## EXERCISE PROMPT
Copy every line of the records below where the word "body" occurs.

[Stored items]
PR #98, opened 2020-07-16
Add oneof types

bkuehnert:
This PR adds oneof types (http://b/154711647).

There are still two things yet to be done. Both will be added in separate PRs. 
1. Add support for lazy fields inside of a oneof.
2. Update the printer

This PR also makes two nontrivial changes to non-oneof code:
1. The lambda function on line 983 of define.proto now maps over fields rather than slots. Currently, the `field-descriptor` class AND the `field-data` struct both do basically the same thing. The only reason you would ever want a `field-data` struct instead of a `field-descriptor` is when you define a slot on the object which doesn't constitute a field (i.e. the `%%BOOL-VALUES` and `%%IS-SET` vectors). So in that sense, the name `field-data` is quite bad. In this particular function, it makes no sense to iterate over the `field-data `structs, since everything here is assumed to be a field. This probably should've been a separate PR, but it was necessary to prevent code duplication in oneofs.
2. The `make-symbol` call in generate-field-deserializer (line 1050, serialize.lisp) are now `fintern` calls. Previously, it was OK to have this be a make-symbol, since this would only be called once per field. However, fields in the same oneof all share the same internal slot name and hence need to look at the same symbol. I didn't see clean way of ensuring that each oneof field shared the same `(make-symbol)` call, short of restructuring the function entirely, so I decided to use `fintern` across the board. 

There will be a lot of linting errors with this PR, I figured it would be easier to go through all of them at once rather than trying to hunt down places where the linter would complain.


api.lisp
```diff
@@ -78,6 +78,31 @@ only if the same fields have been explicitly set."
...
+            = (slot-value message-1 (oneof-descriptor-internal-name oneof))
+          for slot-value-2
+            = (slot-value message-2 (oneof-descriptor-internal-name oneof))
+          for lisp-type
+            = (when slot-value-1 (proto-class
+                                  (aref (oneof-descriptor-fields oneof)
+                                        (oneof-data-set-field slot-value-1))))
+          when (not (and slot-value-1 slot-value-2))
+            do (when (or slot-value-1 slot-value-2)
+                 (return-from proto-equal nil))
```
Slids, line 92: (return-from proto-equal) ?

bkuehnert: Is that a shorthand for `(return-from proto-equal nil)`? I actually want to return nil if control reaches this point.

Slids: Yea, you don't need to specifiy nil. 
I know we did earlier, but we shouldn't have...

tests/oneof-test.lisp
```diff
@@ -0,0 +1,119 @@
...
+  INTERACTIVE-P: Open debugger on assert failure."
+  (let ((result (run-suite 'oneof-tests :use-debugger interactive-p)))
+    (print result)
+    (assert (= (slot-value result 'clunit::failed) 0))
+    (assert (= (slot-value result 'clunit::errors) 0))))
+
+;; Test that normal accessors for fields in a oneof work.
+(deftest accessor-check (oneof-tests)
+  (let ((msg (make-oneof-proto)))
+    (assert-true (not (oneof-proto.has-intval msg)))
```
Slids, line 34: assert-false?
and below

api.lisp
bkuehnert: Is there any reason other than style that you would not write `nil`? If not, I vote for keeping it, as it better explains what the code is doing. If it was `(return-from proto-equal)` originally, then it would've taken me a bit longer to understand.

define-proto.lisp
```diff
@@ -592,6 +642,89 @@ Arguments:
...
+                            ,(proto-oneof-offset field))
+                        (oneof-data-value (,hidden-accessor-name ,obj))
+                        ,default-form))
+
+                  (declaim (inline (setf ,public-accessor-name)))
+                  (defun (setf ,public-accessor-name) (,new-value ,obj)
+                    (declare (type ,field-type ,new-value))
+                    (setf (bit (,is-set-accessor ,obj) ,index) 1)
+                    (setf (oneof-data-set-field (,hidden-accessor-name ,obj))
+                          ,(proto-oneof-offset field))
```
Slids, line 704: bind in the let instead of multiple calls here.

define-proto.lisp
```diff
@@ -930,6 +1092,17 @@ Arguments:
                 (push extra-field (proto-fields msg-desc)))
                ((define-extension)
                 (push model (proto-extensions msg-desc))))))
+          ((define-oneof)
+           (push `(:field-offset ,field-offset)
```
Slids, line 1096: o.O what what

Slids: Please don't...

define-proto.lisp
```diff
@@ -1324,6 +1499,17 @@ Arguments:
                 (appendf (proto-fields message) (list extra-field)))
                ((define-extension)
                 (appendf (proto-extensions message) (list model))))))
+          ((define-oneof)
+           (push `(:field-offset ,field-offset)
+                 (cdr (nthcdr 0 field)))
```
Slids, line 1504: again, please don't...

model-classes.lisp
```diff
@@ -328,6 +328,28 @@ Parameters:
...
+  (set-field nil :type (or null (unsigned-byte 32))))
+
+(defstruct oneof-descriptor
+  "The meta-object for a protobuf map"
+  ;; While oneofs do not have indices, each of its fields has a 'field-offset'
+  ;; which tracks the order that the fields are defined in the message. Since
+  ;; these fields share a single slot, they share the same field-offset. This
+  ;; slot holds this value.
+  (index nil :type (unsigned-byte 29))
+  (fields nil :type array)         ; A vector which stores the oneof's field descriptors.
```
Slids, line 345: typed array?
Does it matter though...

model-classes.lisp
```diff
@@ -375,6 +397,11 @@ Parameters:
            :accessor proto-fields
            :initarg :fields
            :initform ())
+   ;; A list of all oneof descriptors defined in this message.
+   (oneofs :type (list-of oneof-descriptor)
+           :accessor proto-oneofs
+           :initarg :oneofs
+           :initform ())
```
Slids, line 404: nil please.

serialize.lisp
```diff
@@ -948,6 +1010,26 @@ Parameters:
...
+    `(let* ((oneof-data (slot-value ,vobj ',(oneof-descriptor-internal-name oneof)))
+            (set-field  (oneof-data-set-field oneof-data))
+            (value      (oneof-data-value oneof-data)))
+       (ecase set-field
+         ,@(loop for field across fields
+                 collect
+                 (let ((class (proto-class field))
+                       (index (proto-index field))
+                       (offset (proto-oneof-offset field)))
+                   ;; BOUNDP is always true here, since if we get to this point
```
Slids, line 1024: Generally true but what if I overide the boundp function somehere?
We do such silly things internally...
Maybe your correct?

serialize.lisp
```diff
@@ -1234,18 +1339,20 @@ Parameters:
                       ;; Nonrepeating slots
                       (nslots collect-nslot)
                       ;; For tracking repeated slots that will need to be reversed
-                      (rslots collect-rslot))
+                      (rslots collect-rslot)
+                      ;; For tracking oneof slots
+                      (oneofslots collect-oneofslot))
```
Slids, line 1344: oneof-slots collect-oneof-slot

serialize.lisp
```diff
@@ -1281,6 +1391,8 @@ Parameters:
                     (type array-index ,vidx ,vlim))
            (let (,@(loop for slot in nslots
                          collect `(,slot ,missing-value))
+                 ,@(loop for oneofslot in oneofslots
```
Slids, line 1394: oneof-slot

api.lisp
Slids: Standard lisp, you wouldn't write
(defun ret-nil () nil)
(defun ret-nil (values nil))
Youd write 
(defun ret-nil ()) or
(defun ret-nil (values))

You never specify your returning nil, it's the default.
Carls nitted me on this several times...

Slids:
Also, there was some serialization changes, benchmarks?

model-classes.lisp
```diff
@@ -328,6 +328,28 @@ Parameters:
 (defmethod make-load-form ((m map-descriptor) &optional environment)
   (make-load-form-saving-slots m :environment environment))
 
+(defstruct oneof-data
+  (value nil)
+  ;; This slot stores data to tell which field is set in the oneof.
+  ;; It is either nil or a number. If it is nil, then nothing is set.
+  ;; if it is a number, say N, then the N-th field in the oneof is set.
+  (set-field nil :type (or null (unsigned-byte 32))))
```
Slids, line 336: please make signed-byte and -1 as unset
not have or null
and make a comment.

model-classes.lisp
```diff
@@ -328,6 +328,28 @@ Parameters:
 (defmethod make-load-form ((m map-descriptor) &optional environment)
   (make-load-form-saving-slots m :environment environment))
 
+(defstruct oneof-data
+  (value nil)
```
Slids, line 332: comment that trying to type value has no size benefit
and has a huge code complexity increase

Slids:
Also, text-format in and out

define-proto.lisp
```diff
@@ -592,6 +642,89 @@ Arguments:
...
+         (hidden-accessor-name (fintern "~A-~A" proto-type hidden-slot-name))
+         (index (oneof-descriptor-index oneof))
+         (case-function-name (proto-slot-function-name proto-type public-slot-name :case))
+         (has-function-name (proto-slot-function-name proto-type public-slot-name :has))
+         (clear-function-name (proto-slot-function-name proto-type public-slot-name :clear)))
+    (with-gensyms (obj)
+      `(
+        (declaim (inline ,case-function-name))
+        (defun ,case-function-name (,obj)
+          (case (oneof-data-set-field (,hidden-accessor-name ,obj))
```
bkuehnert, line 658: ecase

api.lisp
cgay: uh, I am not sure what I bugged you about specifically, but in the case where you are explicitly returning from a function, saying what value you're returning seems like a good thing. I would use `(return from proto-equal nil)`. Not specifying a value is only okay if the function doesn't return any values, in my opinion.

cgay: Careful... returning `(values)` is distinct from returning an empty body.  
```
CL-USER> (defun foo ())                                                                                                                                                                                                                                                                  
FOO                                                                                                                                                                                                                                                                                      
CL-USER> (multiple-value-list (foo))                                                                                                                                                                                                                                                     
(NIL)                                                                                                                                                                                                                                                                                    
CL-USER> (defun foo () (values))                                                                                                                                                                                                                                                         
FOO                                                                                                                                                                                                                                                                                      
CL-USER> (multiple-value-list (foo))                                                                                                                                                                                                                                                     
NIL
```

serialize.lisp
```diff
@@ -117,8 +117,19 @@
...
-    (dolist (field (proto-fields msg-desc) size)
-      (iincf size (emit-field object field buffer)))))
+    (dolist (field (proto-fields msg-desc))
+      (iincf size (emit-field object field buffer)))
+    (dolist (oneof (proto-oneofs msg-desc) size)
+      (let* ((fields    (oneof-descriptor-fields oneof))
+             (data      (slot-value object (oneof-descriptor-internal-name oneof)))
+             (set-field (oneof-data-set-field data))
+             (value     (oneof-data-value data)))
+        (unless (eq set-field :unset)
```
cgay, line 127: Should this be `(when set-field` ?  It looks like `oneof-data-set-field` should return nil or an integer.  If I'm right then there probably isn't a test in which the oneof field isn't set.

bkuehnert: You're right. I've fixed this and added a test for unset oneof fields. Thank you

serialize.lisp
```diff
@@ -117,8 +117,19 @@
 (defmethod serialize-object (object (msg-desc message-descriptor) buffer)
   (declare (buffer buffer))
   (let ((size 0))
-    (dolist (field (proto-fields msg-desc) size)
-      (iincf size (emit-field object field buffer)))))
+    (dolist (field (proto-fields msg-desc))
+      (iincf size (emit-field object field buffer)))
+    (dolist (oneof (proto-oneofs msg-desc) size)
```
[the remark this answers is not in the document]
bkuehnert: I did consider that. IMO, oneofs are a separate appendage onto a message. They aren't fields, they are a container for fields. 

The only attribute that oneof-descriptor shares with field-descriptor is the fact that they both have a name, and both can be (de)serialized independent of the rest of the message. Index doesn't really apply here, since a oneof's index isn't the same as a field's index (field number?). 

And one final reason is separating oneofs from fields let me use a defstruct rather than a defclass.

define-proto.lisp
```diff
@@ -948,6 +1121,7 @@ Arguments:
                      ;; TODO(cgay): this should probably refer to the external field name but I'll
                      ;; wait since I've no idea if that slot is bound at this point.
                      (proto-internal-field-name field) (proto-class msg-desc))
+             ;; todo(benkuehnert: What does this do?
```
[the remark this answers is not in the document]
bkuehnert: I'm commenting here specifically on the (setq index idx) call. I still have no idea why it's there. It seems like index is declared locally at the top of the macro, then gets set a few different times, and then gets forgotten about. I haven't checked to make sure that it's not being secretly used in some other macroexpansion, though.

define-proto.lisp
```diff
@@ -930,6 +1092,17 @@ Arguments:
                 (push extra-field (proto-fields msg-desc)))
                ((define-extension)
                 (push model (proto-extensions msg-desc))))))
+          ((define-oneof)
+           (push `(:field-offset ,field-offset)
+                 (cdr (nthcdr 0 field)))
+           (destructuring-bind (&optional progn oneof-desc)
+               (macroexpand-1 field env)
+             (assert (eq progn 'progn) ()
+                     "The macroexpansion for ~S failed" field)
```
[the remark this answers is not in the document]
bkuehnert: Is that a more useful error message though? Is there a reason why the first value returned by the macro is progn, other than just indicating that the macro-expansion succeeded?

define-proto.lisp
```diff
@@ -791,7 +925,9 @@ Arguments:
                        (find-if #'(lambda (el)
                                     (eq (field-data-internal-slot-name el) '%%is-set))
                                 slots)))
-         (additional-slots '(%%is-set)))
+         (additional-slots '(%%is-set))
+         (oneof-fields (loop for oneof in oneofs
+                             append (coerce (oneof-descriptor-fields oneof) 'list))))
```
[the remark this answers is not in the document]
bkuehnert: The reason it's a vector is that I would like fast access to the field descriptor from the set-field (previously it was a hash-table, and I changed it to a vector to go faster). Is there a way to cheat lisp into giving me fast random access into a list?

model-classes.lisp
```diff
@@ -328,6 +328,28 @@ Parameters:
...
+  "The meta-object for a protobuf map"
+  ;; While oneofs do not have indices, each of its fields has a 'field-offset'
+  ;; which tracks the order that the fields are defined in the message. Since
+  ;; these fields share a single slot, they share the same field-offset. This
+  ;; slot holds this value.
+  (index nil :type (unsigned-byte 29))
+  (fields nil :type array)         ; A vector which stores the oneof's field descriptors.
+  (internal-name nil :type symbol) ; This is the external name, but with '%' prepended.
+  (external-name nil :type symbol) ; A symbol whose name is the name of the oneof.
+  (reader nil :type symbol))       ; A reader used to access the oneof-data struct.
```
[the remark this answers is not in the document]
bkuehnert: I like that better. Done.

model-classes.lisp
```diff
@@ -328,6 +328,28 @@ Parameters:
 (defmethod make-load-form ((m map-descriptor) &optional environment)
   (make-load-form-saving-slots m :environment environment))
 
+(defstruct oneof-data
```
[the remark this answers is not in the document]
bkuehnert: I'm... not totally sure why I didn't call it `oneof` to begin with. Switching to that now.

api.lisp
```diff
@@ -78,6 +78,31 @@ only if the same fields have been explicitly set."
...
+          when (not (equal (oneof-data-set-field slot-value-1)
+                           (oneof-data-set-field slot-value-2)))
+            do (return-from proto-equal nil)
+          when (or (scalarp lisp-type) (find-enum lisp-type))
```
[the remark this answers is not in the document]
bkuehnert: Wouldn't that be a lie? Enums are not scalars. Iinstead, maybe `scalar-field-equal` should be renamed to something that includes enums. Is there anything less awkward than `scalar-or-enum-field-equal` ?

define-proto.lisp
```diff
@@ -464,6 +463,57 @@ Parameters:
...
 
+(defmacro define-oneof ((&key field-offset) oneof-slot &body fields)
+  "Define a protobuf oneof. This macro creates the representation for
+the oneof, as well as the representation/defining forms for its fields.
+Warning: This macro assumes the variables 'conc-name', 'field-offset',
+and 'index' are bound when macroexpanding.
+
+Parameters:
+  NAME: The name of the oneof.
+  FIELDS: Field as output by protoc."
```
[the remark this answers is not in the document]
bkuehnert: Good point about the NAME. I've updated that.

As for why (:field-offset n) precedes the name: That's from a hack that will be removed soon

define-proto.lisp
```diff
@@ -464,6 +463,57 @@ Parameters:
...
+                                                         *protobuf* (or name
+                                                                        (slot-name->proto slot)))
+                                        :label :optional
+                                        :index index
+                                        :internal-field-name internal-name
+                                        :external-field-name slot
+                                        :field-offset field-offset
+                                        :oneof-offset oneof-offset
+                                        :default default
+                                        :lazy (and lazy t) ; todo(benkuehnert): why AND with t?
```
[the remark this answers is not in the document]
bkuehnert: Ahhh I see.

serialize.lisp
bkuehnert: The `BOUNDP` that I'm referencing is not a function here. I'm referring to the fact that when I call generate-non-repeated-field-serializer, I have `t` as the `BOUNDP` argument. This is due to the fact that if we get to this point (i.e. there is a non-nil value in the `set-field` slot, then it must be the case that there's a valid value bound to `value`.

model-classes.lisp
bkuehnert: Initform should be nil? The other slots which hold a list all have `:initform ()`. Are you suggesting to change those as well?

model-classes.lisp
bkuehnert: I added a type... No idea how much this matters, but I guess it can't hurt.

Slids:
Warning:
CheckLint found errors.
Warning: messages should be named using CamelCase. If this is a legacy file, consider adding "// LINT: LEGACY_NAMES" to the top of the file. [naming_conventions]
	//depot/google3/third_party/lisp/cl_protobufs/tests/oneof-proto.proto:21:10
No docstring for struct ONEOF. (MISSING-DOCUMENTATION)
	//depot/google3/third_party/lisp/cl_protobufs/model-classes.lisp:331
No docstring for function GENERATE-ONEOF-SERIALIZER. (MISSING-DOCUMENTATION)
	//depot/google3/third_party/lisp/cl_protobufs/serialize.lisp:1013
No mention of parameter FIELD-OFFSET in docstring for macro DEFINE-ONEOF. (MISSING-DOCUMENTATION)
	//depot/google3/third_party/lisp/cl_protobufs/define-proto.lisp:466

model-classes.lisp
bkuehnert: I've pushed a commit which does this, but I'm not sure if this is worth it. There are no space savings on the object, and it's hard to say if there is any meaningful speed increase. The only place where there would be a speedup is in the `msg.oneof-case` function, but as you said: it's not used in (de)serialization so we don't need to squeeze every last drop of speed out of it.

The reason I say it's not worth it is because it makes the code more complicated and harder to read. Previously, if we want to predicate on whether or not a oneof is set, we would write `(if set-field ...)`. Now, you have to write `(if (not (equal set-field -1)) ...)` or some other function which checks if a number is non-negative. Either way, it is more confusing to read.

api.lisp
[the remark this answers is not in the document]
Slids: I disagree with carl, why should scalerp return t for enums?

model-classes.lisp
Slids: Sounds good.

Slids: To much work, nvm.

define-proto.lisp
```diff
@@ -592,6 +642,89 @@ Arguments:
...
+      `(
+        (declaim (inline ,case-function-name))
+        (defun ,case-function-name (,obj)
+          (case (oneof-data-set-field (,hidden-accessor-name ,obj))
+            ,@(loop for field across (oneof-descriptor-fields oneof)
+                    collect
+                    (let ((offset (proto-oneof-offset field))
+                          (keyword (keywordify (proto-external-field-name field))))
+                      `((,offset) ,keyword)))
+            ((nil) :%unset)))
```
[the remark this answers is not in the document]
bkuehnert: This has already been updated. Github must be showing an old version.

define-proto.lisp
```diff
@@ -464,6 +463,57 @@ Parameters:
...
+         (desc (make-oneof-descriptor
+                :internal-name internal-name
+                :external-name oneof-slot
+                :fields (make-array (length fields)
+                                    :element-type 'field-descriptor)
+                :index field-offset))
+         (oneof-offset 0))
+    (loop for field in fields
+          do (destructuring-bind (slot &key type typename name (default nil default-p)
+                                         lazy index documentation &allow-other-keys)
```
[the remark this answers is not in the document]
bkuehnert: Emacs is telling me that this is the correct indentation. Are you saying that `lazy` should be aligned with `type`?

model-classes.lisp
Slids: SGTM

Slids:
Current lint:
Warning: messages should be named using CamelCase. If this is a legacy file, consider adding "// LINT: LEGACY_NAMES" to the top of the file. [naming_conventions]
	//depot/google3/third_party/lisp/cl_protobufs/tests/oneof-proto.proto:21:10
No docstring for struct ONEOF. (MISSING-DOCUMENTATION)
	//depot/google3/third_party/lisp/cl_protobufs/model-classes.lisp:327
No docstring for function GENERATE-ONEOF-SERIALIZER. (MISSING-DOCUMENTATION)
	//depot/google3/third_party/lisp/cl_protobufs/serialize.lisp:1014

serialize.lisp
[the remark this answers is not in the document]
bkuehnert: Can I resolve this?

model-classes.lisp
bkuehnert: (I'm unresolving this because I actually need to revert the commit first)

define-proto.lisp
```diff
@@ -592,6 +645,108 @@ Arguments:
...
+                    (and (= (bit (,is-set-accessor ,obj) ,index) 1)
+                         (eq (oneof-set-field (,hidden-accessor-name ,obj))
+                             ,oneof-offset)))
+
+                  (declaim (inline ,clear-function-name))
+                  (defun ,clear-function-name (,obj)
+                    (when (,has-function-name ,obj)
+                      (setf (bit (,is-set-accessor ,obj) ,index) 0)
+                      (setf (oneof-value (,hidden-accessor-name ,obj)) nil)
+                      (setf (oneof-set-field (,hidden-accessor-name ,obj)) -1)))
```
Slids, line 738: the has-function-name and clear-function-name do a LOT more work then they should.
Just Check if the field set on the oneof structure is you.
If it is, your set, if not, your not.
Should make things a bit more simple and save space.

define-proto.lisp
```diff
@@ -1351,10 +1567,11 @@ Arguments:
        (make-field-data
           :internal-slot-name 'proto-impl::%%is-set
           :external-slot-name 'proto-impl::%%is-set
-          :type `(bit-vector ,(length fields))
+          :type `(bit-vector ,(+ (length fields) (length oneofs)))
```
Slids, line 1570: I don't see why this is necessary. 
The oneof struct contains all of the information you
need to know to know if a field is set.
Here you're adding possibly many bits...

define-proto.lisp
```diff
@@ -592,6 +645,108 @@ Arguments:
...
+            ,@(loop for field across (oneof-descriptor-fields oneof)
+                    collect
+                    (let ((offset (proto-oneof-offset field))
+                          (keyword (keywordify (proto-external-field-name field))))
+                      `((,offset) ,keyword)))
+            ((-1) :%unset)))
+
+        (declaim (inline ,has-function-name))
+        (defun ,has-function-name (,obj)
+          (= (bit (,is-set-accessor ,obj) ,index) 1))
```
Slids, line 680: (not (= (oneof-set-field (,hidden-accessor-name ,obj)) -1))

define-proto.lisp
```diff
@@ -592,6 +645,108 @@ Arguments:
...
+
+        (declaim (inline ,clear-function-name))
+        (defun ,clear-function-name (,obj)
+          (setf (oneof-value (,hidden-accessor-name ,obj)) nil)
+          (setf (bit (,is-set-accessor ,obj) ,index) 0)
```
Slids, line 685: not needed

define-proto.lisp
```diff
@@ -983,10 +1185,11 @@ Arguments:
        (make-field-data
         :internal-slot-name 'proto-impl::%%is-set
         :external-slot-name 'proto-impl::%%is-set
-        :type `(bit-vector ,(length fields))
+        :type `(bit-vector ,(+ (length fields) (length oneofs)))
```
Slids, line 1188: shouldn't need  (length oneofs)

define-proto.lisp
```diff
@@ -983,10 +1185,11 @@ Arguments:
...
         :initarg :%%is-set
-        :initform `(make-array ,(length fields) :element-type 'bit
-                                                :initial-element 0)))
+        :initform `(make-array ,(+ (length fields) (length oneofs))
```
Slids, line 1190: shouldn't need (length oneofs)

define-proto.lisp
Slids, line 1570: (length oneofs)

define-proto.lisp
```diff
@@ -1351,10 +1567,11 @@ Arguments:
        (make-field-data
           :internal-slot-name 'proto-impl::%%is-set
           :external-slot-name 'proto-impl::%%is-set
-          :type `(bit-vector ,(length fields))
+          :type `(bit-vector ,(+ (length fields) (length oneofs)))
           :initarg :%%is-set
-          :initform `(make-array ,(length fields) :element-type 'bit
-                                                  :initial-element 0)))
+          :initform `(make-array ,(+ (length fields) (length oneofs))
```
Slids, line 1572: (length oneofs)

tests/oneof-test.lisp
```diff
@@ -0,0 +1,133 @@
...
+
+(defun run (&optional interactive-p)
+  "Run all tests in the test suite.
+Parameters:
+  INTERACTIVE-P: Open debugger on assert failure."
+  (let ((result (run-suite 'oneof-tests :use-debugger interactive-p)))
+    (print result)
+    (assert (= (slot-value result 'clunit::failed) 0))
+    (assert (= (slot-value result 'clunit::errors) 0))))
+
```
Slids, line 26: Do you have a test where you set one field of a oneof 
and then set another field?
This should be fine but I don't see a test for it.

bkuehnert: Yes, that's what `oneof-accessor-check` is supposed to do (among other things).

define-proto.lisp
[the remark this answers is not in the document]
Slids: Going to resolve this as 6 days with no response.

define-proto.lisp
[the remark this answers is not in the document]
Slids: No

define-proto.lisp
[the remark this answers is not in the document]
Slids: Yes, because with progn it is valid lisp code.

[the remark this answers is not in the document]
cgay: Let's put it this way: there are about 6 places where we say generically "the macroexpansion failed" and trying to figure out macroexpansion backtraces is No Fun At All.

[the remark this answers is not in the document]
bkuehnert: I'm not sure how this can be improved, and at the moment I'm not totally sure what conditions would cause this assertion to be false. Aside from a runtime error in macro-expansion, is there any other way for the first value returned to **not** be `progn`? And if so, how can we get a better error message than returning the macro and saying "this failed"?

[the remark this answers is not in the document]
Slids: At least say:
 "The macroexpansion for ~S failed in DEFINE-MESSAGE"
will be a little bit better.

## TASK SOLUTION
cgay: Careful... returning `(values)` is distinct from returning an empty body.  
+(defmacro define-oneof ((&key field-offset) oneof-slot &body fields)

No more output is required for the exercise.